**DATA FOR THIS EXERCISE:**
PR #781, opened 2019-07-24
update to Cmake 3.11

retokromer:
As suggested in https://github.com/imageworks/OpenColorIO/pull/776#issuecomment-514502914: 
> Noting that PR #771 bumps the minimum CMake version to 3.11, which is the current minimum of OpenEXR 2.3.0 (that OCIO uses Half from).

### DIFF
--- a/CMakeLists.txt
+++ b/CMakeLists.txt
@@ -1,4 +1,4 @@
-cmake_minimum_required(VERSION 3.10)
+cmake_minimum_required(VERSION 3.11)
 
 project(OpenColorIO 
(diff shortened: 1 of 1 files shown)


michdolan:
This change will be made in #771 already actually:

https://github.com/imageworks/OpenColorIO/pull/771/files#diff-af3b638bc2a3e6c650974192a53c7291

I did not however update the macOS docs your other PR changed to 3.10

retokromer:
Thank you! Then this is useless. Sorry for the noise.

--

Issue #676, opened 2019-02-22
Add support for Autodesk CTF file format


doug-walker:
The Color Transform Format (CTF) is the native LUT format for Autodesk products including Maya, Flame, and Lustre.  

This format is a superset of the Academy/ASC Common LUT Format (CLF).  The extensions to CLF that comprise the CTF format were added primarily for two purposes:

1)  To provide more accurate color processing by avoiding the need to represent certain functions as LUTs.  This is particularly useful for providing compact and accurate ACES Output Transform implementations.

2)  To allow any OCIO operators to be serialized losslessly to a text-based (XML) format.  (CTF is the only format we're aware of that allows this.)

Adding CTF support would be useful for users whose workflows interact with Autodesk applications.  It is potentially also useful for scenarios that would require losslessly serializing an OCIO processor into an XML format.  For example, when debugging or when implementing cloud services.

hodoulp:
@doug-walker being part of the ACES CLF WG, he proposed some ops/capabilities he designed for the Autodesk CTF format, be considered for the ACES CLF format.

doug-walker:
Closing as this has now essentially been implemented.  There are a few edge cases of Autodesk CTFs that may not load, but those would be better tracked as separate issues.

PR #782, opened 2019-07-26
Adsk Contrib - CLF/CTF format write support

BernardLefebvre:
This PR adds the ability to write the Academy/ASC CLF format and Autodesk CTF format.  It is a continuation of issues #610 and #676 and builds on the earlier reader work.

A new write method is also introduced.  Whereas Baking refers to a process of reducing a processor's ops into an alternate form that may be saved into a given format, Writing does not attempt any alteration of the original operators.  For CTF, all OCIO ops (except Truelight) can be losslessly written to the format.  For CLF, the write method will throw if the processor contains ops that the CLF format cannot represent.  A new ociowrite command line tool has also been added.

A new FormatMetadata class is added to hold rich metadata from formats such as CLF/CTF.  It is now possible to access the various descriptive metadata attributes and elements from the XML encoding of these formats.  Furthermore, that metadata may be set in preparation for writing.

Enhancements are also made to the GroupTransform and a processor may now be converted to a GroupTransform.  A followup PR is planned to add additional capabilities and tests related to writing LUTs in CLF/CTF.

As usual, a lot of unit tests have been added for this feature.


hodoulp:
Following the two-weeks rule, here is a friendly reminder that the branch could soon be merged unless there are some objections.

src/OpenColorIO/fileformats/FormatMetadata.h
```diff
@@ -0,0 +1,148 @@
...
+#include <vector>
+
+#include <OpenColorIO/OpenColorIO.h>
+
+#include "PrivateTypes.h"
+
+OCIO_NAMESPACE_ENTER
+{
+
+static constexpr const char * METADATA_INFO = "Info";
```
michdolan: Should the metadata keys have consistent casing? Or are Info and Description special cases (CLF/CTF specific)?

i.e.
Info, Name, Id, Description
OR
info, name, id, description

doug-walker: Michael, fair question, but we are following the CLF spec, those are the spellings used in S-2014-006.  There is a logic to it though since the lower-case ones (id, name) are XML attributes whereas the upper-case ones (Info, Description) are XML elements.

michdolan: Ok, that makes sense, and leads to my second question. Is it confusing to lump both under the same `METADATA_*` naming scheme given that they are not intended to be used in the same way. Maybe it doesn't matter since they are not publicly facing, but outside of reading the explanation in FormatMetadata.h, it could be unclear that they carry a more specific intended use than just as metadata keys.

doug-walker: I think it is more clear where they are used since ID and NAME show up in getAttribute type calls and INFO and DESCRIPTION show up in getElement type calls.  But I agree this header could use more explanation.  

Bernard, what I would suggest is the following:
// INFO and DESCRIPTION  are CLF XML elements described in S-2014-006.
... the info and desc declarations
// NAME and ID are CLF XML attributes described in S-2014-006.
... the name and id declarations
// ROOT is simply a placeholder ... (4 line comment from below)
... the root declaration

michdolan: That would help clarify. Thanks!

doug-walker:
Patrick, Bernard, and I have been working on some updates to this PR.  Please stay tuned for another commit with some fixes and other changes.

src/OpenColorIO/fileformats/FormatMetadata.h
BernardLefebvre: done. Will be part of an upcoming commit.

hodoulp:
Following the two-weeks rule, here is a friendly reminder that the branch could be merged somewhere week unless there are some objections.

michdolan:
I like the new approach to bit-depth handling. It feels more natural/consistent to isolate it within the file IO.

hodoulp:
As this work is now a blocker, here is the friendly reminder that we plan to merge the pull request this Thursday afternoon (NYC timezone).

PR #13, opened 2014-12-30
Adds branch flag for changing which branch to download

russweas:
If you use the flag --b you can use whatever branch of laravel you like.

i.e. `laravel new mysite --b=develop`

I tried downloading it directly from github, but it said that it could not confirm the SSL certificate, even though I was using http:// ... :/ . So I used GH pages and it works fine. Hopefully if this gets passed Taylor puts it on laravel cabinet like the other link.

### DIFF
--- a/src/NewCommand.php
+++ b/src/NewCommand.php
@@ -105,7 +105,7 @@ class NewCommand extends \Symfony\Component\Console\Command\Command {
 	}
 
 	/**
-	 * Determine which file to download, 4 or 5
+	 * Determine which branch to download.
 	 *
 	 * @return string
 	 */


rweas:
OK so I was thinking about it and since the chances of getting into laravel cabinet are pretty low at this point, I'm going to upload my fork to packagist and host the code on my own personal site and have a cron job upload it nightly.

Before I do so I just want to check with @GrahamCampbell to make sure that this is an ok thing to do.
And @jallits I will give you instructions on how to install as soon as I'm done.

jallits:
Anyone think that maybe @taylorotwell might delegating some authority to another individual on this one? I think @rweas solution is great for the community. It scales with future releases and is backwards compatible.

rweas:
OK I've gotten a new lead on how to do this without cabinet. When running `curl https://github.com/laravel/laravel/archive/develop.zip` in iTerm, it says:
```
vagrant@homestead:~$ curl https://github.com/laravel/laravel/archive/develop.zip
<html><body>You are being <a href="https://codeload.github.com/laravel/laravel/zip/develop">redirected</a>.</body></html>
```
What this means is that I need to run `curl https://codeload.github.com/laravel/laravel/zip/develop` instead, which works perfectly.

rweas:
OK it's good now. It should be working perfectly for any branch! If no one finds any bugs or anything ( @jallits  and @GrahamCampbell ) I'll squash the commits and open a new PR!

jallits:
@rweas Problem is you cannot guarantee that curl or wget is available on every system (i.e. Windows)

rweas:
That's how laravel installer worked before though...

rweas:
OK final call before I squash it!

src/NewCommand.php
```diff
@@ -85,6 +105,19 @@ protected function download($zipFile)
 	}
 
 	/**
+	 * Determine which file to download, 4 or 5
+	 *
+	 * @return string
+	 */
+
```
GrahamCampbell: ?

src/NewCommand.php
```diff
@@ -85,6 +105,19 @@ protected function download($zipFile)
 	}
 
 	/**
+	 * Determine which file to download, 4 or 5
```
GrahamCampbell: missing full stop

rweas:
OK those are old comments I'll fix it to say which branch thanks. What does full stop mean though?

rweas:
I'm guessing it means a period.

**EXERCISE DESCRIPTION:**
Whenever the string "specific" turns up in a line above, copy that line out.

**RESPONSE TO THIS EXERCISE:**
michdolan: Should the metadata keys have consistent casing? Or are Info and Description special cases (CLF/CTF specific)?
michdolan: Ok, that makes sense, and leads to my second question. Is it confusing to lump both under the same `METADATA_*` naming scheme given that they are not intended to be used in the same way. Maybe it doesn't matter since they are not publicly facing, but outside of reading the explanation in FormatMetadata.h, it could be unclear that they carry a more specific intended use than just as metadata keys.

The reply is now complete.